Anyone who’s owned a dog is familiar with their little whines and howls. These sounds can sound an awful lot like a cry. Clearly your dog is attempting to express themselves. This begs the question, do dogs actually cry?
The relationship between people and dogs is so complex, and dogs do have a lot of signals that we can read. This is why we’re looking more closely at how dogs communicate the way they feel.
Reasons Why Dogs Might Cry
There are many reasons why a dog might cry. Do dogs cry from emotional distress? We know that dogs exhibit many emotions. Actually, anyone who’s ever been on the internet has probably seen funny videos of dogs showing how happy or frustrated they are. Are we likely to see a dog crying when they are sad?
The answer is no. Dogs definitely do show sadness in certain ways. While humans cry from emotional distress, a dog will not cry when they are sad. But there are a number of reasons why a dog would cry or have a fluid leak from their eyes.

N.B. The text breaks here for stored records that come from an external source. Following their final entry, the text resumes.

PR #2021, opened 2025-07-17
Set lower redundancy factor for point-to-point targets

xinyuan-dev:
fixes: https://github.com/category-labs/category-internal/issues/985

todo: change the config entry usage in [monad-integration](https://github.com/search?q=repo%3Acategory-labs%2Fmonad-integration%20redundancy&type=code).

### DIFF
--- a/docker/devnet/monad/config/node.toml
+++ b/docker/devnet/monad/config/node.toml
@@ -27,7 +27,8 @@ chain_id = 20143
 #########################################################
 # Node-specific configuration
 #########################################################
-raptor10_validator_redundancy_factor = 3
+raptor10_validator_redundancy_factor = 3.0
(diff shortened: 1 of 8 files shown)


fabiotdf:
Doesn't this require changes to `udp::build_messages` as well?

xinyuan-dev:
@fabiotdf: i checked usage of `udp::build_message`. it appears that the method is only used in `RaptorCast::udp_build` and `RaptorCastSecondary::udp_build` aside from tests and benchmarking code. in this MR i just changed the corresponding usages in `RaptorCast::udp_build`. do you suggest we have a config for `RaptorCastSecondary` as well? p2p is indeed used in sending group messages.

PR #2023, opened 2025-07-17
Adapt split Dataplane in Raptorcast

xinyuan-dev:
https://github.com/category-labs/monad-bft/pull/1960 splits the dataplane into two halves: a singly owned reader and a cheaply cloned writer handle.

The split allows users of dataplane to be explicit on how they will use the dataplane, and in addition avoids unnecessary locks.

This PR adapts rc primary and rc secondary to use the split dataplane.

### DIFF
--- a/monad-raptorcast/src/lib.rs
+++ b/monad-raptorcast/src/lib.rs
@@ -21,7 +21,8 @@ use monad_crypto::certificate_signature::{
 };
 use monad_dataplane::{
     udp::{segment_size_for_mtu, DEFAULT_MTU},
-    BroadcastMsg, Dataplane, DataplaneBuilder, RecvTcpMsg, RecvUdpMsg, TcpMsg, UnicastMsg,
+    BroadcastMsg, DataplaneBuilder, DataplaneReader, DataplaneWriter, RecvTcpMsg, TcpMsg,
+    UnicastMsg,
 };
 use monad_executor::{Executor, ExecutorMetrics, ExecutorMetricsChain};
 use monad_executor_glue::{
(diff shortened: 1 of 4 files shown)


monad-raptorcast/src/lib.rs
```diff
@@ -102,7 +104,7 @@ where
 {
     pub fn new(
         config: config::RaptorCastConfig<ST>,
-        dataplane: Arc<Mutex<Dataplane>>,
+        dataplane: (DataplaneReader, DataplaneWriter),
```
eerkaijun: can we reuse the `Dataplane` struct here rather than using a tuple?

xinyuan-dev: if raptorcast primary takes the ownership of the `Dataplane`, then we still need to find a way to leak out dataplane writers for other consumers (i.e. rc secondary). one option is to export a `dataplane_writer` method from `RaptorCast` class, but i think doing that is a leaky abstraction since raptorcast primary should only care about its own usage of dataplane.

dshulyak: maybe (dataplane_reader, dataplane_writer): (...) and then use them by name below

xinyuan-dev: fixed & updated. thanks.

monad-raptorcast/src/lib.rs
```diff
@@ -579,7 +583,7 @@ where
         loop {
             let message: RecvUdpMsg;
             {
-                let mut dataplane = this.dataplane.lock().unwrap();
+                let dataplane = &mut this.dataplane_reader;
                 let Poll::Ready(msg) = pin!(dataplane.udp_read()).poll_unpin(cx) else {
                     break;
                 };
```
michael-yxchen: nit: we can probably drop the scope now. It was meant to drop the lock guard

PR #2025, opened 2025-07-17
Remove obsolete get_bft_block function

omegablitz:
This function is no longer supported in execution.


omegablitz:
https://github.com/category-labs/monad/pull/1415

PR #2026, opened 2025-07-17
Reserve balance validation

mikety:
Implement reserve balance validation (with max_reserve_balance set to 1 MON).
Allows to draw account balance to 0 if there were no transactions in the last `execution_delay` blocks


monad-cxx/monad-execution
mikety, line 1: This change is for testing only, it will not be merged

PR #2031, opened 2025-07-20
Reserve balance validation

mikety:
This is same as https://github.com/category-labs/monad-bft/pull/2026/ but rebase on top of v.0.10.0 and should have same result as current consensus due to settings that make it always  charge into reserve balance.


monad-blocktree/src/blocktree.rs
```diff
@@ -251,12 +251,16 @@ where
...
+                Ok(next_block) => {
                     self.tree
                         .set_coherent(&next_block_id, true)
                         .expect("should be in tree");
 
+                    // TODO add an indicator when block fees changed
+                    self.tree
+                        .replace_coherent_block(&next_block)
+                        .expect("should be in tree");
+
```
ariqchowdhury, line 263: seems a little strange to have check_coherency clone and return the block just to update the txn_fees field and then also replace_coherent_block and clone the block. 
Could check_coherency instead return the updated txn_fees and then have one update_coherent_block fn here that sets the flag and updates the txn_fees? 

I think the root problem is that EthValidatedBlock has the txn_fees field but static validation doesn't fully define what txn_fees is, but that's probably a much larger lift to refactor and resolve.

monad-chain-config/src/revision.rs
```diff
@@ -41,27 +43,31 @@ pub struct ChainParams {
...
     pub proposal_byte_limit: u64,
+    pub max_reserve_balance: u128,
     pub vote_pace: Duration,
 }
 
 const CHAIN_PARAMS_V_0_7_0: ChainParams = ChainParams {
     tx_limit: 10_000,
     proposal_gas_limit: 300_000_000,
     proposal_byte_limit: 4_000_000,
+    max_reserve_balance: 0,
```
ariqchowdhury: does the logic in eth_block_policy work if this is 0? How do we treat reserve balance of 0 throughout that code? Wouldn't it just reject everything?

monad-eth-block-policy/src/lib.rs
```diff
@@ -73,6 +80,10 @@ pub fn compute_txn_max_value(txn: &TxEnvelope) -> U256 {
     txn_value.saturating_add(gas_cost)
 }
 
+pub fn compute_txn_carriage_cost(txn: &TxEnvelope) -> U256 {
```
ariqchowdhury: nit: I don't see the term carriage_cost used in the spec or execution code anymore. Seems like its just called `max_gas_cost` in the execution branch. Can we change it to be consistent with their terminology?

monad-eth-block-policy/src/lib.rs
```diff
@@ -130,6 +141,27 @@ struct BlockLookupIndex {
     is_finalized: bool,
 }
 
+#[derive(Debug, Clone)]
+pub struct AccountBalanceState {
+    pub balance: Balance,
+    pub reserve_balance: Balance,
```
ariqchowdhury: nit: maybe `remaining_reserve_balance`?

monad-eth-block-policy/src/lib.rs
```diff
@@ -130,6 +141,27 @@ struct BlockLookupIndex {
...
+    pub max_reserve_balance: Balance,
+    pub last_txn_seqnum: SeqNum,
```
ariqchowdhury: I think renaming to `block_seqnum_of_latest_txn` would help clarify what this is. Or a comment

monad-eth-block-policy/src/lib.rs
```diff
@@ -303,21 +337,36 @@ where
...
     ) -> CommittedTxnFeeResult {
-        let mut txn_fee: Balance = Balance::ZERO;
+        let mut carriage_cost = Balance::ZERO;
+        let mut max_cost = Balance::ZERO;
         let mut next_validate = base_seq_num + SeqNum(1);
+        let mut last_txn_seq_num = GENESIS_SEQ_NUM;
+
+        // Compute balance from blocks before the base
+        let start_seq_num = next_validate.max(execution_delay) - execution_delay;
+        for (&cache_seq_num, block) in self.blocks.range(start_seq_num..next_validate) {
```
ariqchowdhury, line 349: Do you know when/where `self.blocks` gets populated? Its the `CommittedBlkBuffer`
Want to confirm if its populated after statesync; I'm guessing it must be. This was the part where I was wondering if statesync is handled correctly by reserve balance

monad-eth-block-policy/src/lib.rs
```diff
@@ -303,21 +337,36 @@ where
...
         eth_address: &Address,
+        execution_delay: SeqNum,
     ) -> CommittedTxnFeeResult {
-        let mut txn_fee: Balance = Balance::ZERO;
+        let mut carriage_cost = Balance::ZERO;
+        let mut max_cost = Balance::ZERO;
         let mut next_validate = base_seq_num + SeqNum(1);
+        let mut last_txn_seq_num = GENESIS_SEQ_NUM;
+
+        // Compute balance from blocks before the base
```
ariqchowdhury: is this comment correct? the below code iterates and modifies `last_txn_seq_num`, where does it compute any balances?

monad-eth-block-policy/src/lib.rs
```diff
@@ -378,6 +427,10 @@ where
 
     /// Chain ID
     chain_id: u64,
+
+    max_reserve_balance: Balance,
+
+    min_blocks_since_last_txn: SeqNum,
```
ariqchowdhury: this field needs a descriptive comment

monad-eth-block-policy/src/lib.rs
```diff
@@ -536,45 +592,85 @@ where
...
                     mut next_validate,
-                } = self.committed_cache.compute_txn_fee(base_seq_num, address);
+                } = self.committed_cache.compute_txn_fee(
+                    base_seq_num,
+                    address,
+                    self.execution_delay,
+                );
+
+                let mut can_charge_into_reserve = next_validate
+                    >= (balance_state.last_txn_seqnum + self.min_blocks_since_last_txn);
```
ariqchowdhury: I understand what this is doing, but I think it could be more clear. A comment quoting the line in the spec would probably be useful. Maybe another thing that would help would rename `can_charge_into_reserve` to `can_transfer_out_of_reserve_balance`. to match the language used in the spec

monad-eth-block-policy/src/lib.rs
```diff
@@ -536,45 +592,85 @@ where
...
         let account_balances = addresses
             .into_iter()
             .zip_eq(account_balances)
-            .map(|(address, mut account_balance)| {
+            .map(|(address, mut balance_state)| {
                 // Apply Txn Fees for the txns from committed blocks
                 let CommittedTxnFeeResult {
-                    txn_fee: txn_fee_committed,
+                    mut max_cost,
+                    mut carriage_cost,
```
ariqchowdhury: these are cumulative values right? As in, the cumulative carriage_cost of all the txns for an account in the blocks. Can we add `cumulative_` to the name?

monad-eth-block-policy/src/lib.rs
```diff
@@ -536,45 +592,85 @@ where
...
+                    mut last_txn_seq_num,
                     mut next_validate,
-                } = self.committed_cache.compute_txn_fee(base_seq_num, address);
+                } = self.committed_cache.compute_txn_fee(
```
ariqchowdhury, line 624: just to confirm, this always computes txn fees over the last execution_delay number of blocks?

monad-eth-block-policy/src/lib.rs
```diff
@@ -536,45 +592,85 @@ where
...
-                        consensus_block_seq_num,
-                        address
+                }
+
+                if !can_charge_into_reserve
+                    && (balance_state
+                        .balance
+                        .saturating_sub(balance_state.reserve_balance)
+                        < max_cost)
+                    || can_charge_into_reserve && (balance_state.balance < max_cost)
```
ariqchowdhury: this is confusing to read. can we separate these into separate bool statements and name them based on the condition in the spec that its checking

monad-eth-block-policy/src/lib.rs
```diff
@@ -583,37 +679,61 @@ where
...
                 }
 
-                if account_balance < txn_fee_pending {
+                if balance_state.reserve_balance < carriage_cost_pending {
                     panic!(
-                        "Majority extended a block with an incoherent balance \
-                            Not sufficient balance: {:?} \
-                            Txn Fees Pending: {:?} \
+                        "Pending block with insufficient reserve balance: {:?} \
+                            Transaction Carriage Cost Pending {:?} \
```
ariqchowdhury, line 702: I think we need to keep the language that "Majority extended an invalid block" because this panic/crash signals that the rest of network is behaving differently than the local node expects and we are halting progress here because of that divergence.

monad-eth-block-policy/src/lib.rs
```diff
@@ -583,37 +679,61 @@ where
...
+
+                can_charge_into_reserve = next_validate
+                    >= (balance_state.last_txn_seqnum + self.min_blocks_since_last_txn);
+
+                if !can_charge_into_reserve
+                    && (balance_state
+                        .balance
+                        .saturating_sub(balance_state.reserve_balance)
+                        < max_cost_pending)
+                    || can_charge_into_reserve && (balance_state.balance < max_cost_pending)
```
ariqchowdhury: same comments as above

monad-eth-block-policy/src/lib.rs
```diff
@@ -734,43 +866,71 @@ where
...
+            let max_cost = compute_txn_max_value(txn);
+            let carriage_cost = compute_txn_carriage_cost(txn);
+
+            if account_balance.reserve_balance >= carriage_cost
+                && (!can_charge_into_reserve
+                    && (account_balance
+                        .balance
+                        .saturating_sub(account_balance.reserve_balance)
+                        >= max_cost)
+                    || can_charge_into_reserve && (account_balance.balance >= max_cost))
```
ariqchowdhury: similar comment above

monad-eth-block-policy/src/lib.rs
ariqchowdhury, line 1: we need to add unit tests for check_coherency, compute_txn_fee etc that are specific to the reserve balance cases. It looks like only checks were updated for existing tests.

ariqchowdhury:
at a high level, how do we handle the case where there is a long chain of uncommitted blocks that is larger than the execution_delay? For example, every other round timesout, so we have 5 blocks but not consecutive so nothing committed yet. When the next block comes in for validation, the check_coherency function calculate the cumulative max_cost and carriage_cost of all the pending blocks?

monad-chain-config/src/revision.rs
mikety: Correct, "0" will reject everything. Can the chain revision be v0.70? Updated anyways to be the same across all revisions.

monad-eth-block-policy/src/lib.rs
mikety: Updated comment. This code allows to look back past the base block returned from triedb to check when the actual commit has happened.

monad-eth-block-policy/src/lib.rs
mikety: if there is enough committed blocks then yes. If not and there are pending blocks their fees will be included. Total should be over last execution_delay blocks split between committed and extending blocks

monad-blocktree/src/blocktree.rs
mikety: Right, the BlockPolicy::ValidatedBlock used in blocktree does not have txn_fees defined

monad-eth-block-policy/src/lib.rs
mikety: it computes the committed_cache blocks txn fees. then it computes over the remaining pending blocks.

Allergy sufferers know the inconvenience of watery eyes or a sneezing fit during the springtime, and your dog can be affected too. Watery eyes may be caused by:
- Laundry detergent
Depending on what is causing your dog’s watery eyes, you should look into removing the irritant. If dust is the problem, try cleaning your home more often or do some occasional deep cleaning for things you don’t cleanse as often – like drapes and bedding. If your dog’s having a reaction to a new food, replace the food. If you sprayed your lawn with a fertilizer or weed killer, only take your dog out on a leash to make sure they do not come into contact with the chemicals you used.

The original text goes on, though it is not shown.